Freeway isn't so good for EV uber: if I did 5am airport runs, I could give 3 or 4 rides (45 paid miles + 45 minutes + dead-head) over 90 minutes, then be out of battery by 6:30am. When I tried it, it paid well per hour, but I had to quit too early and go home and charge. If I had a newer EV with 200-mile range, airport runs would have been OK
But if I gave rides on surface streets from 6:30-9:30, then I could get 75 paid miles + 150 paid minutes. Electric cars are really efficient at stop-and-go driving. I made more money before I had to quit and go home and charge.
So the goal each shift was "how much money can I make driving less than 100 miles", which can make you decide to drive different places and times. Freeways = bad, Surface streets and 30mph = good (but traffic jams are still bad).
If I gave a ride on the freeway, I usually tried to drive slightly slower than prevailing traffic.
No oil changes. No transmission. No engine wear. Front tires went nearly bald in 30k :smiles: . The battery degraded about 3% over 30k miles, which is normal. I had no maintenance issues.
I'm sure I could have made more money with a hybrid gas car. But if you have an electric car, then yes, you can uber with it.


----------



## NauticalWheeler (Jun 15, 2019)

Bu-dump-a-dump-BUMP!!!


----------



## RideshareUSA (Feb 7, 2019)

Ignatowski said:


> I gave 1600 rides with a 2017 Nissan Leaf (30 kwhr). I thought I'd pass on a few things I learned.
> 
> 
> DC Fast Charging usually didn't work out. My electricity at home costs $0.085/kwhr. Even with free fast-charging, I only saved $3.50/hr in electricity by sitting in a parking lot... not worth it.
> ...


Maximize those profits. Love it!


----------



## OldBay (Apr 1, 2019)

Ignatowski said:


> I gave 1600 rides with a 2017 Nissan Leaf (30 kwhr). I thought I'd pass on a few things I learned.
> 
> 
> DC Fast Charging usually didn't work out. My electricity at home costs $0.085/kwhr. Even with free fast-charging, I only saved $3.50/hr in electricity by sitting in a parking lot... not worth it.
> ...


I read this and my takeaway was that in most markets, a plug-in is a non-starter for FT rideshare.

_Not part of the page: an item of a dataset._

PR #915, opened 2021-03-05
Fix handling of unsaved commits in getUpdateState()

snazy:
From #813, (this comment](https://github.com/projectnessie/nessie/issues/813#issuecomment-779817450) :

What really bumps up earnings is on busy days when you are driving all over creation, lining up trips, putting tons of miles. When the pings are flowing, you can't stop, you have to keep driving when the money is coming in. Having the spectre of needing to plug-in, and/or being stranded away from home would seriously cut into earnings.

This was a 2017 car. Wow, you put 50K miles on an almost new car. When you factor depreciation, an old gas guzzler would have earned you more.

Thanks for sharing. I'm not faulting you for driving the Volt; we drive what we have, but I hope your experience steers people away from it.


----------



## Dekero (Sep 24, 2019)

Ignatowski said:


> I gave 1600 rides with a 2017 Nissan Leaf (30 kwhr). I thought I'd pass on a few things I learned.
> 
> 
> DC Fast Charging usually didn't work out. My electricity at home costs $0.085/kwhr. Even with free fast-charging, I only saved $3.50/hr in electricity by sitting in a parking lot... not worth it.
> ...


Wow I don't think I could do it .. entirely too little range on a Leaf to be of much benefit... Assuming you drove to a preferred ping pickup location, and then took the first ping... Your 15-20% down on voltage before your first passenger gets in.. and as for the last passenger... You do not know where he is going (unless pro...and that's another story altogether) so he gets in and you have 40 miles of range left .. he's going 32, your not getting home anytime soon..

Nope couldn't do it...


----------



## waldowainthrop (Oct 25, 2019)

I decided against an electric car as a near future car because of the highway issue. In a city like DC that has a dense core, electric seems great, but I live in the land of highways where range and speed are pretty important. Maybe some day a decade from now.


----------



## TomTheAnt (Jan 1, 2019)

Calling @theinca. :whistling: He also has experience driving a Leaf and seemed to be doing pretty well with it.


----------



## Disgusted Driver (Jan 9, 2015)

Totally with @OldBay . The trick to making money in this gig is to keep going when it's busy/surging but the limitations that plugging in impose don't allow for that. My best days have been when I end up driving 10 or 12 hours and gross $35 to 40 an hour. If I have to stop after 3 then I'm losing a lot when it's crazy out.When it's slow, I'm not driving with electric or otherwise.


----------



## Elmo Burrito (Feb 3, 2017)

Sounds like you got it down for you but forgot to mention anything about how these ev's lose range when it's cold(>32°) around 20% and more if you use climate control (even sparingly). Also battery replacement costs unless you are jus gonna throw it away when it's time to change out l-ion are quite expensive around 30K for Tesla 60D and no ev mfg. warranties the l-ion for more than 100K/5years. The only way I'll even consider an ev for rideshare is for part time only.


----------



## losiglow (Dec 4, 2018)

I think the only EV I'd Uber with is a Model 3. Range of >300 miles. 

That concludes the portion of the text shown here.